Hamer called for mandatory integrated state delegations. Years later, Hamer was a member of Mississippi’s first integrated delegation.

While Hamer died in 1977, Ellis noted that her efforts still resonate today.

“Raphael Warnock mentioned her in his victory speech the other night,” Ellis said. “Kamala Harris invokes Mrs. Hamer’s name … and rightfully so because Mrs. Hamer was at the vanguard of voter rights and voter registration in the ‘60s,” she said.

Like Hamer, Ellis grew up in Mississippi. The actress is painfully aware of the region’s past. She also noted that she is no stranger to discrimination.

Ellis revealed she is bisexual at the Essence Black Women in Hollywood Awards in March of this year. She didn’t so much say it with her words, but with her attire by wearing a designer suit jacket with the word “Queer” written on it in rhinestones.

“The reason why I did that, in that environment, in that occasion is because I’ve experienced instances of occasions of homophobia. And some of those instances have happened in my interactions with Black women,” she said. “So I wore a suit that had ‘queer’ on my sleeve.”

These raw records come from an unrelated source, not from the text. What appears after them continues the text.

PR #3409, opened 2017-08-30
[PD- 3642] excluding standard facets in calculating total jobs count

tejaswinigutti31:
## What's this PR do?
Standard facets are not included in total jobs count query
total job counts calculation in seo/cache.py


seo/helpers.py
```diff
@@ -1383,3 +1383,27 @@ def get_company_thumbnail(filters):
...
+    sqs = sqs_apply_custom_facets(custom_facets, sqs, exclude_facets)
+    sqs = _sqs_narrow_by_buid_and_site_package(sqs, buids=jsids)
+
+    sqs = sqs.order_by(sort_order_mapper.get(sort_order, '-score'))
+
+    # The boost function added to this search query set scales relevancy scores
+    # by a factor of 1/2 at ~6 months (1.8e-11 ms) in all future queries
+    sqs = sqs.bf('recip(ms(NOW/HOUR,salted_date),1.8e-9,1,1)')
+
+    if facet_limit > 0:
```
almathew: These checks and parameters shouldn't be needed since we're explicitly eliminating facets.

seo/helpers.py
```diff
@@ -1383,3 +1383,27 @@ def get_company_thumbnail(filters):
...
+                   sort_order='relevance'):
+    """
+    Used to calculate total job counts without applying standard facets
+
+    """
+    sqs = DESearchQuerySet()
+    sqs = sqs_apply_custom_facets(custom_facets, sqs, exclude_facets)
+    sqs = _sqs_narrow_by_buid_and_site_package(sqs, buids=jsids)
+
+    sqs = sqs.order_by(sort_order_mapper.get(sort_order, '-score'))
```
almathew: No need to sort. We're only getting a count.

seo/helpers.py
```diff
@@ -1383,3 +1383,27 @@ def get_company_thumbnail(filters):
             return None
     else:
         return None
+
+def get_jobs_count(custom_facets=None, exclude_facets=None, jsids=None,
+                   facet_limit=250, facet_sort="count", mc=1,
+                   sort_order='relevance'):
```
almathew: You probably only need custom_facets, exclude_facets, and jsids passed into the function.

seo/helpers.py
```diff
@@ -1383,3 +1383,27 @@ def get_company_thumbnail(filters):
...
+
+    # The boost function added to this search query set scales relevancy scores
+    # by a factor of 1/2 at ~6 months (1.8e-11 ms) in all future queries
+    sqs = sqs.bf('recip(ms(NOW/HOUR,salted_date),1.8e-9,1,1)')
+
+    if facet_limit > 0:
+        sqs = sqs.facet_limit(facet_limit)
+    sqs = sqs.facet_sort(facet_sort).facet_mincount(mc)
+
+    return sqs
```
almathew: You can switch this to return sqs.count() and then the function name might be a bit more accurate.

I say this because, it's a bit of a trivial optimization, but if you add sqs[0:0] before it will make the solr query a slight bit more efficient. [0:0] would be telling it not to get any rows.

so 
```
sqs[0:0]
return sqs.count()
```

and then fix the call in cache.py to not return a count. Maybe? This one is a bit opinionated and would have to be tested.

She said the reaction has been positive.

“I had some people who are very, very famous, and who are not open about their sexuality, who reached out to me and told me, ‘Thank you,’ and so many other people who have told me ‘Thank you,’” she said.

Ellis said she is committed to using her voice and her talent to raise awareness about discrimination.

“I studied African American studies in college, I went to a great school, I went to an HBCU school and I went to an Ivy League school. And at the Ivy League school, I majored in African American Studies, and I still didn’t learn about Fannie Lou Hamer,” she said. “And I wanted to do something about that. And I felt that the film was a way to do that.”

“Fannie” is directed by Christine Swanson and produced by Swanson and Ellis. Executive producers include Angela Harmon, Abeni Bloodworth, Emil Pinnock and Stephanie Frederic.

The short film already has won critical acclaim. It earned the Best Reel South Short Documentary Award and the Best Actress Award for Ellis at the 2022 BronzeLens Film Festival in Atlanta.

Ellis’ goal is for the short movie to make it into the awards conversation in Hollywood this season and to later make a feature length film about Hamer.

In her words, Ellis said it’s important for her to spread to word, particularly to women that “your vote matters.”